Records for this exercise ▸
Issue #3881, opened 2020-01-15
Confusing "about" space units


elig0n:
Space is shown in G/T/M units notation appearing to be measured in GB/TB/MB/etc but is actually GiB/TiB/MiB/etc See https://en.wikipedia.org/wiki/Binary_prefix#Consumer_confusion
Please use the appropriate notation to prevent confusion

animosity22:
Can you give an example of what you are referring to?

elig0n:
@animosity22 I specifically means this command and its output:

    felix@gemini:~$ rclone about GD:
    Used:    106.295T
    Trashed: 0
    Other:   159.438M

One who would see the 'T' and 'M' designations would naturally think they mean "Terabyte' and 'Megabyte' respectively, but in reality they are 'Tebibyte' and 'Mebibyte'.

ncw:
The units are indeed in "binary SI" multiples of 1024

This is pretty common for disk/memory sizes.

Rclone is 100% consistent in always using the "binary SI" units whether you are inputting `--buffer-size`, or looking at disk stats or setting bandwidth limits.

```
$ rclone about .
Total:   466.771G
Used:    405.587G
Free:    37.407G
```

vs

```
$ df -h .
Filesystem                    Size  Used Avail Use% Mounted on
/dev/mapper/xubuntu--vg-root  467G  406G   38G  92% /
```

It would be fairly easy to make rclone put an `i` after every unit so you'd get

```
$ rclone about .
Total:   466.771Gi
Used:    405.587Gi
Free:    37.407Gi
```

However I suspect that would result in people creating even more issues!

Rclone could change to using 1000 multiples but that would confuse people when then use memory units `--buffer-size`, `--chunk-size` etc.

I could implement an `--si` flag to control that, however rclone stores the units in config files etc so changing the meaning of the units would be a bad idea...

If you want to avoid confusion you can always use the `--json` flag to about!

```
$ rclone about --json .
{
	"total": 501192073216,
	"used": 435492089856,
	"free": 40169467904
}
```

I don't think there is a good solution to this other than maybe adding an `--si` flag to `rclone about` only.

animosity22:
Just re-reading this as I think the final agreement was not to make a change to rclone based on @ncw comments so I was going to close this out.

Issue #1890, opened 2017-12-07
Human-readable sizes for ls


cowwoc:
rclone 1.38

As a follow-up to https://github.com/ncw/rclone/issues/1303, please add a `--human` option to `ls` similar to the `tree` command so we can view file sizes in human-readable format.

ncw:
I'd like to re-implement the whole ls command, but I don't want to break everyone's scripts!  Nice idea though.

And checkout `rclone ncdu` for the TUI version!

albertony:
Available in latest beta, please check it out @cowwoc. 🙈

timotheecour:
the flag that was added is --human-readable, not `--human`, eg this works: `rclone ls --human-readable path`

Issue #428, opened 2016-04-09
Display in MB's instead of kByte


sbcrumb:
Is there a way I can simply display results in -v and then it is done copying in MB's instead of kBytes?
Something little more human readable?
Transferred:   193651128918 Bytes (19959.84 kByte/s)
Errors:                 1
Checks:               232
Transferred:          114
Elapsed time:  2h37m54.6s

pmwoodward3:
+1 I would love to have this too.

ncw:
This should be easy to do!

HenrikBengtsson:
Note the difference between IEC and SI unit standards:

IEC: KiB (1024 bytes), MiB (1024^2 bytes), GiB (1024^3 bytes), TiB (1024^4 bytes), ...
SI: kB (1000 bytes), MB (1000^2 bytes), GB (1000^3 bytes), TB (1000^4 bytes), ...

There are lots of home-cooked alternatives out there (I'm guilty too), but the above two are the two main standards and adopted by most OSes etc.

From the example output it looks like your kByte/s is KiB/s.  If you go with KB/s, please change to base 10.

My $0.02

ncw:
I've done this.  You can check it out in: http://pub.rclone.org/v1.29-48-ge2788aa%CE%B2/

The units are the binary units as used in the rest of rclone.

PR #5087, opened 2021-03-02
Use binary/IEC prefix for base-2 and decimal/SI prefix for base-10 numbers

### LINKED ISSUE #5068: Use IEC standard unit notation (KiB, MiB, GiB, TiB)
Terminology:
- Binary prefixes:
  - According to the [ISO/IEC 80000-13](https://en.wikipedia.org/wiki/IEC_80000-13) standard
  - Power of 2 scale.
  - Kibibyte (KiB), Mebibyte (MiB) etc.
  - Also known as: IEC units
- Decimal prefixes:
  - Used in the [SI](https://en.wikipedia.org/wiki/International_System_of_Units) unit system (a.k.a. the metric system).
  - Power of 10 scale.
  - Kilobyte (kB), Megabyte (MB), etc
  - Also known as: SI units

Suggestions (feature request):
- Always use binary/IEC prefixes for base-2 units (KiB, MiB, GiB, TiB).
- Use decimal/SI prefixes only when specifically referring to base-10 units (kB, MB, GB, TB).
   - Kilo (1000), and lower, have lowercase prefix (kB), higher have uppercase prefix (MB).
- Use uppercase B for Byte and lowercase b for bit
- Use singular form for transfer rate, such as 10 MiByte/s not 10 MiBytes/s (if allowing MiByte notation at all, see below).
   - Plural form when writing out complete words like "bytes per second" and "bits per second".
- Must be clearly documented, and perhaps this is a good incentive to start a style guide document for rclone.

Current status:
- Rclone is today consistently using the SI standard notation in documentation, log output etc, but has [documented](https://rclone.org/docs/#options) that it represents binary units:

    > Options which use SIZE use kByte by default. However, a suffix of b for bytes, k for kBytes, M for MBytes, G for GBytes, T for TBytes and P for PBytes may be used. These are the binary units, e.g. 1, 2\*\*10, 2\*\*20, 2\*\*30 respectively.

Additional notes, questions, decision points:
- Single letter versions: k/K, M, G etc. Used throughout rclone, and must probably still be used - and then e.g. M should mean base 2 MiB and not base 10 MB? In case of K, use upper- or lowercase? If short for KiB then uppercase K makes sense.
  - An alternative could be as [ccache](https://ccache.dev/manual/4.2.html#_common_options) uses: Single letter prefix as decimal units, and specific prefixes Ki, Mi, Gi, Ti for binary units.
- Currently a notation such as "GBytes" and "MByte/s" are used, e.g. in stats display after transferring a file.
    - This seems not to be part of standard. For bits there is Mbit/s and Mibit/s, but not similar for byte.
    - I would say, ideally, not to use this notation, stick with MiB/s and Mibit/s. But perhaps it is well-established enough, at least in existing rclone, that its acceptable? Compared to the standard short notation (MiB/MB) it has the advantage of avoiding any bit/byte confusion (although consistent use of Mibit for bits and MiB for bytes would should with time avoid confusion as well).
    - If allowed, should then use MiByte for base 2 units and MByte for base 10 units.
- With the above two points we would get 4 formats for IEC and 4 for SI:
    - Single (unstandard): M
    - Short: MiB, MB
    - Intermediate (unstandard): MByte, MiByte
    - Long: Mebibyte, Megabyte
- Could be made configurable, e.g. an `--si` unit to switch from MiB to MB, but will probably [not do this](https://github.com/rclone/rclone/pull/5053#issuecomment-785346251).
- Could result in breaking change for people with wrappers relying on rclone's output.

Discussed here, and there are a lot of relevant input in the comments:
https://github.com/rclone/rclone/pull/5053

See also related issues:
https://github.com/rclone/rclone/issues/3881
https://github.com/rclone/rclone/issues/1763
https://github.com/rclone/rclone/issues/1890
https://github.com/rclone/rclone/issues/428

External references:
- https://en.wikipedia.org/wiki/International_System_of_Units
- https://en.wikipedia.org/wiki/Data-rate_units#Conversion_table
- https://en.wikipedia.org/wiki/Byte#Multiple-byte_units
- https://wiki.ubuntu.com/UnitsPolicy
- https://docs.microsoft.com/en-US/style-guide/a-z-word-list-term-collections/term-collections/bits-bytes-terms

Work notes:
- Tree command uses third party module (github.com/a8m/tree) which shows single character prefixes when option for human readable units are specified. It uses base 2 values, with uppercase K for KiB (see https://github.com/a8m/tree/pull/10). Example: `rclone.exe tree --size --human .`
- Keep config values for DataRateUnit and --stats-unit as is: plural and lowercase "bits"/"bytes".
- Change output of datarate to "bit/s" and "Byte/s" (singular, lowercase b for bit and uppercase b for byte). Output of size still Bytes (plural) as before. Test --stats with --stats-unit=bits|bytes.

albertony:

Rclone is already consistently using binary units for sizes, as [documented](https://rclone.org/docs/#options):
> Options which use SIZE use kByte by default. However, a suffix of b for bytes, k for kBytes, M for MBytes, G for GBytes, T for TBytes and P for PBytes may be used. These are the binary units, e.g. 1, 2<sup>10</sup>, 2<sup>20</sup>, 2<sup>30</sup> respectively.

But: It uses the SI standard notation. This is, strictly speaking, describing decimal (base-10) units. Although traditionally used for binary (base-2, or rather base-1024) units as well, it may lead to uncertainty about whether values are actually in decimal or binary units.

This PR changes to consistent use of IEC standard notation when referring to size and rate, and any other values in binary/base-2 scale, and SI notation for counts and other values in decimal/base-10 units. This should make the definition explicit, and avoid any confusion. There are mostly changes in documentation, command output and logs, 

**EDIT:** Updated several times after comments (discussions) below, so those may be "outdated" now.

**EDIT:** Split out `--human-readable` option into separate PR: https://github.com/rclone/rclone/pull/5237

##### Work in progress
- Things are looking up...
  - Still a few decisions to make, but current version is coming close to a suggestion that can be considered, at least!
  - **Beta build**: If you want to have a quick test without building it, I've released a beta here:
    https://github.com/albertony/rclone/releases/tag/v1.56.0-units03
- Biggest decision points (see examples below):
  - Use `MiByte`, `MiB` or `Mi` as "primary" variant for "non-tabular" output?
     - Uses the `Mi` format in tabular output, where space is limited,such as results from `ls` with `--human-readable`, but what about more "non-tabular" output, from `size`, `about` etc? EDIT: Moved to separate PR!
     - Currently more or less consistently using the `Mi` format everywhere for command output, and using `MiByte` in some log messages, most importantly the stats output - where previously `MByte` was used.
     - Should we switch to `MiB`? Instead of `MiByte`? Also instead of `Mi` for non-tabular output? It seems more "standardized" than `MiByte`, but the latter avoids confusion regarding bit vs byte.

- Remaining work:
  - Document decisions in a new style guide document for rclone.
    - ~~There is a commit adding a codestyle chapter in existing contributing doc, but it is just a rough sketch for now, so *that* part is definitely not done!~~
    - Have written down some details in more of a "documentation-style" later on in this pr's descriptions, with an intention of reusing it for documentation later.

##### Main changes
- Consistent use of binary/IEC prefix, whenever referring to base-2 units.
  - Size values (that rclone has control over) are always in base-2 units. There are exceptions where external dependencies etc use base-10 - if any of this ends up in rclone input/output then decimal/SI prefix must be used to clearly identify this.
  - Input:
    - Accepts single letter suffix such as `M` as before (backwards compatible), and interpret them as binary units as before, but now also accepts `Mi` and `MiB` forms, without space after value
    - Examples: `--chunk-size 20M`, `--chunk-size 20Mi`, `--chunk-size 20MiB`
  - Output:
    - Previous uses of single-letter SI prefix symbol, e.g. `M`, in rclone with an implicit meaning of binary scale, are now shown as corresponding IEC prefix symbol, e.g. `Mi` - for values that are base-2.
    - Using different forms depending on situation, as before, but now with explicit binary prefix symbol: Short form `Mi`, medium form `MiB` or long form `MiBytes`.
- Consistent use of decimal/SI prefix whenever referring to base-10 units.
  - Count values always in base-10 units.
  - Will use the existing single-letter suffixes, e.g. `M`, since they are the SI standard symbols for decimal units.

##### Additional changes
- General spelling and cleanup of size and rate units (continuation of #5053)
  - Use uppercase B for Byte and lowercase b for bit
  - Singular form of suffix, such as "10 MiByte", and for transfer rate, such as 10 MiByte/s (not 10 MiBytes/s).
    - Plural form when writing out complete words like "bytes per second" and "bits per second".
  - Stats output changed to "bit/s" and "Byte/s" (singular, lowercase b for bit and uppercase b for byte), not "bits/s" and "bytes/s".
    - Kept config values for DataRateUnit and --stats-unit as is: plural and lowercase "bits"/"bytes".
- Use decimal suffix for counts
  - Fixes issue #5126, describing how `ncdu` previously used binary suffix.
  - Also found one similar case in `about` command (described below).

##### Breaking changes
- Potentially breaking changes for people with wrappers relying on rclone's output related to sizes (`ls`, `about`, `size`, logs, stats etc).

##### Not including
- Command `tree` shows single character prefixes when option for human readable units are specified. It uses base 2 values, with uppercase K for KiB. Since this is handled within the third party module code (github.com/a8m/tree), it will not be changed to showing `Ki` etc consistent with other commands.
- Optional decimal units. #1763 proposes an option `--si` to be able to switch rclone from using binary to use decimal units for sizes. This would be in line with linux tools such as df and ls, which also has such an option. The current pull request, making the binary unit notation more explicit, e.g. "MiB" vs "MB", but still there is a consern regarding input and the single letter variants: "you really don't want chunk_size 16M in a config file to suddenly be a different size".
- Fix for #5169: Size options can not be set to value less than 1K.

##### Examples
- Stats output:
  - Before:
    ```
    Transferred:      189.522M / 189.522 MBytes, 100%, 100.146 MBytes/s, ETA 0s
    ```
  - Now:
    ```
    Transferred:      189.522Mi / 189.522 MiByte, 100%, 384.928 MiByte/s, ETA 0s
    ```
  - Possible alternative:
    ```
    Transferred:      189.522 MiB / 189.522 MiB, 100%, 384.928 MiB/s, ETA 0s
    ```
- Stats output with `--stats-unit bits`:
  - Before:
    ```
    Transferred:      189.522M / 189.522 MBytes, 100%, 3.525 GBits/s, ETA 0s
    ```
  - Now:
    ```
    Transferred:      189.522Mi / 189.522 MiByte, 100%, 2.460 Gibit/s, ETA 0s
    ```
  - Possible alternative:
    ```
    Transferred:      189.522 MiB / 189.522 MiB, 100%, 2.460 Gibit/s, ETA 0s
    ```
- Log output:
  - Before:
    ```
    NOTICE: npp/x64/plugins/NppConverter/NppConverter.dll: Skipped copy as --dry-run is set (size 152.914k)
    ```
  - Now:
    ```
    NOTICE: npp/x64/plugins/NppConverter/NppConverter.dll: Skipped copy as --dry-run is set (size 152.914Ki)
    ```
  - Possible alternative:
    ```
    NOTICE: npp/x64/plugins/NppConverter/NppConverter.dll: Skipped copy as --dry-run is set (size 152.914 KiB)
    ```

##### Details (documentation)

Terminology:
- Suffix
  - Used with meaning "unit suffix of value": Symbol or label following a value to indicating the unit and/or scaling.
  - Examples: "100 MB", where "MB" is the suffix.
- Prefix:
  - Used with meaning "prefix of unit": A specifier prepended to a base unit to indicate multiples (or fractions) of it.
  - Also represented by a symbol, e.g. 'k' for kilo, 'M' for mega.
  - Examples: "kilobyte", "kilobit", "kilogram", where "kilo" is the prefix, or "MB" where "M" is the prefix.
  - For multiples of bytes (and bits), what wikipedia calls [multiple-byte units](https://en.wikipedia.org/wiki/Byte#Multiple-byte_units), there are two main groups of prefixes for multipliers powers of 10 and for powers of 2.
- Binary prefix
  - Also known as: IEC prefix.
  - Unit prefixes for power of 2 scale.
  - According to the [ISO/IEC 80000-13](https://en.wikipedia.org/wiki/IEC_80000-13) standard.
  - Examples: Kibibyte (KiB), Mebibyte (MiB) etc.
      - 1 KiB is 1024 B, 1 MiB is 1024 KiB, etc.
      - Note: IEC uses uppercase 'K', in contrast to SI where 'k' is lowercase (but all larger are uppercase).
- Decimal prefix:
  - Also known as: SI prefix.
  - Unit prefixes for power of 10 scale, but (historically) also used for power of 2 scale creating ambiguity.
  - Used in the [SI](https://en.wikipedia.org/wiki/International_System_of_Units) unit system (a.k.a. the metric system).
  - Examples: Kilobyte (kB), Megabyte (MB), etc
    - 1 kB is 1000 B, 1 MB is 1000 kB, etc.
    - Note: SI uses lowercase 'k', uppercase 'M' and larger.

Binary unit suffix variants in rclone:
  - Base: `B`
    - To indicate that a number is bytes, and without any scaling (no prefix).
    - Input options may interpret values without suffix as `KiB`, then suffix `B` must be specified to set a value less than `1KiB`.
  - Single: `K`, `M`, `G`, `T`, `P`, `Ki`, `Mi`, `Gi`, `Ti`, `Pi`
    - Examples: "100M", "100Mi"
    - Note: Immediately following a numeric value (no space between).
    - Used when a single word is convenient, such as option input values, and when space is limited such a in output of tabular data.
    - The single-letter variants without trailing "i" are actually SI decimal prefixes, but in rclone they will be interpreted as binary units depending on context, for convenience - and backwards compatibility.
    - In input the trailing i is allowed but optional, and does not change the meaning (`M` == `Mi` == `MiB`): Sizes are always assumed to be base-2. Casing should not matter either, lowercase suffix "k" still means KiB, as in 1,024 bytes, and not kB, as in 1,000 bytes.
        - Currently no input for base-10 values accept suffix, only raw numbers (e.g. `--drive-list-chunk` takes int value 100-1000), but if there would be any then `M` suffix would have to be treated as base-10 value for these and base-2 value for sizes, so interpretation of *single*-letter suffix depends on the context.
  - Short: `KiB`, `MiB`, `GiB`, `TiB`, `PiB`
    - Example: "100 MiB"
    - Note: Space between the value and the unit.
    - Limited or no use in rclone?
  - Medium: `Byte`, `KiByte`, `MiByte`, `GiByte`, `TiByte`, `PiByte`
    - Example: "100 MiByte"
    - Always singular form, "10 MiByte" not "10 MiBytes".
    - Primary variant for more descriptive output, log messages etc, where space is not that limited.
    - Currently a notation such as "GBytes" and "MByte/s" are used, e.g. in stats display after transferring a file.
    - This seems not to be part of standard. For bits there is Mbit/s and Mibit/s, but not similar for byte.
    - I would say, ideally, not to use this notation, stick with MiB/s and Mibit/s. But perhaps it is well-established enough, at least in existing rclone, that its acceptable? Compared to the standard short notation (MiB/MB) it has the advantage of avoiding any bit/byte confusion (although consistent use of Mibit for bits and MiB for bytes would should with time avoid confusion as well).
  - Long: `Byte`, `Kebibyte`, `Mebibyte`, `Gibibyte`, `Tebibyte`, `Pebibyte`
    - Example: "100 mebibytes"
    - Not used in rclone (except Byte).
    - Plural form as suited, e.g. "10 mebibytes per second".

##### Other examples for comparison

- rsync, ls, df, dh

  All print raw byte count by default, have argument `--human-readable` which shows single letter suffix as proper binary unit (uppercase K for 1024, at least `du`), with `--si` to show single letter suffix as decimal units (lowercase k for 1000, at least `du`).

- git
  
  Short-form binary suffix (`MiB`):

  > Writing objects: 100% (82/82), 8.27 KiB | 58.00 KiB/s, done.

- pacman
  
  Short-form binary suffix (`MiB`)

  > pacman -Syu
  > :: Synchronizing package databases...
  > testing 21.8 KiB 7.09 MiB/s 00:00 [######################] 100%
  > core 133.8 KiB 257 KiB/s 00:01 [######################] 100%
  > extra 1629.5 KiB 1045 KiB/s 00:02 [######################] 100%

- wget

   Single letter suffix for size, base-2 interpretation, short-form SI-style suffix for speed (`MB/s`) (also base-2?)

  > rclone-v1.55.0-windows-amd64.zip  100 
  > [============================================================>]  13.58M  6.97MB/s    in 2.0s

- curl

  Single-letter SI-style suffix (lowercase `k`) with base-2 interpretation

  >   % Total    % Received % Xferd  Average Speed   Time    Time     Time  Current Dload  Upload   Total   Spent    Left  Speed
  > 100 13.5M  100 13.5M    0     0  6892k      0  0:00:02  0:00:02 --:--:-- 6896k

- ccache

  Size options accept suffix k, M, G, T and interpret it as decimal units, and Ki, Mi, Gi, Ti interpreted as binary units.
  Output is always shown in decimal units with corresponding single-letter suffix.
  
##### External references
- https://en.wikipedia.org/wiki/International_System_of_Units
- https://en.wikipedia.org/wiki/Data-rate_units#Conversion_table
- https://en.wikipedia.org/wiki/Byte#Multiple-byte_units
- https://wiki.ubuntu.com/UnitsPolicy
- https://docs.microsoft.com/en-US/style-guide/a-z-word-list-term-collections/term-collections/bits-bytes-terms

Fixes #5068

See also:
- #5053
- #1763
- #5126
- #1890
- #3881
- #428

#### Checklist


backend/b2/b2.go
```diff
@@ -116,7 +116,7 @@ in the [b2 integrations checklist](https://www.backblaze.com/b2/docs/integration
 
 Files above this size will be uploaded in chunks of "--b2-chunk-size".
 
-This value should be set no larger than 4.657GiB (== 5GB).`,
+This value should be set no larger than 4.657 GiB (== 5 GiB).`,
```
ncw, line 119: Note that all the units in the B2 docs are in MB not MiB! So this is incorrect.

backend/b2/upload.go
```diff
@@ -231,7 +231,7 @@ func (up *largeUpload) transferChunk(ctx context.Context, part int64, body []byt
 		// The number of bytes in the file being uploaded. Note that
 		// this header is required; you cannot leave it out and just
 		// use chunked encoding.  The minimum size of every part but
-		// the last one is 100MB.
+		// the last one is 100 MiB.
```
ncw, line 234: This should also be 100 MB

backend/s3/s3.go
```diff
@@ -1271,7 +1271,7 @@ See: https://github.com/rclone/rclone/issues/4673, https://github.com/rclone/rcl
 const (
 	metaMtime   = "Mtime"     // the meta key to store mtime in - e.g. X-Amz-Meta-Mtime
 	metaMD5Hash = "Md5chksum" // the meta key to store md5hash in
-	// The maximum size of object we can COPY - this should be 5GiB but is < 5GB for b2 compatibility
+	// The maximum size of object we can COPY - this should be 5 GiB but is < 5 GiB for b2 compatibility
```
ncw, line 1274: This is incorrect - the original line was correct (see notes on b2 above!)

cmd/delete/delete.go
```diff
@@ -36,8 +36,8 @@ If you supply the |--rmdirs| flag, it will remove all empty directories along wi
 You can also use the separate command |rmdir| or |rmdirs| to
 delete empty directories only.
 
-For example, to delete all files bigger than 100MBytes, you may first want to check what
-would be deleted (use either):
+For example, to delete all files bigger than 100 mebibytes, you may first want to
```
ncw, line 39: Not a fan of `mebibytes`! I'd prefer 100 MiB or 100 MiByte I think.

What do you think?

docs/content/b2.md
```diff
@@ -406,7 +406,7 @@ Cutoff for switching to chunked upload.
 
 Files above this size will be uploaded in chunks of "--b2-chunk-size".
 
-This value should be set no larger than 4.657GiB (== 5GB).
+This value should be set no larger than 4.657 GiB (== 5 GiB).
```
ncw, line 409: This is an autogenerated repro of the mistake above!

docs/content/filtering.md
```diff
@@ -564,17 +564,17 @@ remote or flag value. The fix then is to quote values containing spaces.
 ### `--min-size` - Don't transfer any file smaller than this
 
 Controls the minimum size file within the scope of an rclone command.
-Default units are `kBytes` but abbreviations `k`, `M`, or `G` are valid.
+Default units are `KiByte` but abbreviations `K`, `M`, `G` or `P` are valid.
```
ncw, line 567: No T?

docs/content/filtering.md
```diff
@@ -564,17 +564,17 @@ remote or flag value. The fix then is to quote values containing spaces.
...
 
-E.g. `rclone ls remote: --min-size 50k` lists files on `remote:` of 50kByte
+E.g. `rclone ls remote: --min-size 50k` lists files on `remote:` of 50 KiByte
 size or larger.
 
 ### `--max-size` - Don't transfer any file larger than this
 
 Controls the maximum size file within the scope of an rclone command.
-Default units are `kBytes` but abbreviations `k`, `M`, or `G` are valid.
+Default units are `KiByte` but abbreviations `K`, `M`, `G` or `P` are valid.
```
ncw, line 575: No T?

ncw (commented):
I've given this the quick once over.

There are a couple of errors to do with B2 measuring everything in SI units but otherwise looks great - well done :-)

cmd/delete/delete.go
albertony: I agree. Failed attempt at writing a bit more more "natural language".. :) Like MiB most, as that seems to be *the* standard unit prefix.

albertony:
> I've given this the quick once over.

Great, thank you!

> There are a couple of errors to do with B2 measuring everything in SI units

Ah, that was a gotcha when doing brute force search/replace! Was planning on going through the details of all changes later, I like to think I would have found them then - but probably just wishful thinking... So I appreciate your feedback. Just hope I remember to not repeat the same errors later on, when I just want to perform some quick final touches or something like that... :laughing:

Have fixed according to all your comments, and will get the checks green, and then have a thorough "review" myself (and also finish the CONTRIBUTING.md text, which is just a quick draft as of now). I might ping you later on (probably in days), when closer to something "mergeable"...

ncw:
Let me know when you are ready for a review :-)

albertony:
Added commit "Use decimal prefixes for counts" to make ncdu file counts reported with decimal/SI unit kilo (1000) and not binary/IEC kilo (1024). Added it as a separate type SizeSuffixDecimal to avoid cluttering existing SizeSuffix code. Quick question, @ncw, do you agree or should I reconsider this?

Note: Rest of this PR not completed, so not ready for a full review yet..

PS:

The ncdu command will now show "1M" as size and mean 1024\*1024 bytes, and "1M" as count and mean "1000\*1000" files.. I've seen uses of "Mi" as suffix instead of "M" for binary units, I have not decided what I prefer, but I know you said you are not fond of this:

> When configuring things the unit isn't normally used, so rclone will say --max-size 4M - I'm not sure I want to change this to --max-size 4Mi - I think 4M here is an abbreviation for 4MiByte or 4MiByte/s and that is fine.

ncw:
> Added commit "Use decimal prefixes for counts" to make ncdu file counts reported with decimal/SI unit kilo (1000) and not binary/IEC kilo (1024). Added it as a separate type SizeSuffixDecimal to avoid cluttering existing SizeSuffix code. Quick question, @ncw, do you agree or should I reconsider this?

This looks OK. I note you ported the setting part of SizeSuffixDecimal which I don't think we need strictly speaking. With the Setting part then it becomes elegible to be a config parameter (backend or global) which may/may not be useful!

> Note: Rest of this PR not completed, so not ready for a full review yet..
> 
> Edit: One more thing:
> 
> The ncdu command would then show "1M" as size and mean 1024*1024 bytes, and "1M" as count and mean "1000*1000" files.. We have the possibility of using "Mi" as suffix instead of "M" for binary units, which is what the IEC standard specifies, and although still unsure, I'm leaning towards preferring that to make it explicit in cases like with ncdu.. You said:

I think that sounds find with `ncdu`

I just had a play with actual `ncdu`. It reports `KiB` by default but if you use the `--si` flag then it reports `KB`.

> > When configuring things the unit isn't normally used, so rclone will say --max-size 4M - I'm not sure I want to change this to --max-size 4Mi - I think 4M here is an abbreviation for 4MiByte or 4MiByte/s and that is fine.
> 
> I don't know if you are against Mi in general, or just differentiating between M and Mi in input?

My main purpose is not to break existing config files! These are full of things like `chunk_size = 64M` - this is parsed by `SizeSuffix`.

Having two distinct types for `SizeSuffix` and `SizeSuffixDecimal` is a good idea so we know what is what and where. I don't think we could have an `--si` flag for rclone proper if it meant it changes the meanings of all the config file settings!

> What about showing "Mi" etc in output, but allow "M" as input with implied binary meaning for size (and decimal for count, if there are any such options)?  ...
> 
> `Transferred: 140.943Mi / 140.943 MiByte, 100%, 3.516 GiByte/s, ETA 0s`

I think that will probably be OK just as long as we don't break the parsing of it without the `i`!

albertony:
> just had a play with actual `ncdu`. It reports `KiB` by default

albertony:
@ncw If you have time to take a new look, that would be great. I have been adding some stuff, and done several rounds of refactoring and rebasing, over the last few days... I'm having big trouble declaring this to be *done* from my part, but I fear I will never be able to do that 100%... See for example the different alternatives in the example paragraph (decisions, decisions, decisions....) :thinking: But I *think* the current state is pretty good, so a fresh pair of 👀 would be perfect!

Instructions for the task ▸
The answer must consist of every line from the entries above that contains "KiByte".

Written answer ▸
  - Medium: `Byte`, `KiByte`, `MiByte`, `GiByte`, `TiByte`, `PiByte`
+Default units are `KiByte` but abbreviations `K`, `M`, `G` or `P` are valid.
+E.g. `rclone ls remote: --min-size 50k` lists files on `remote:` of 50 KiByte
+Default units are `KiByte` but abbreviations `K`, `M`, `G` or `P` are valid.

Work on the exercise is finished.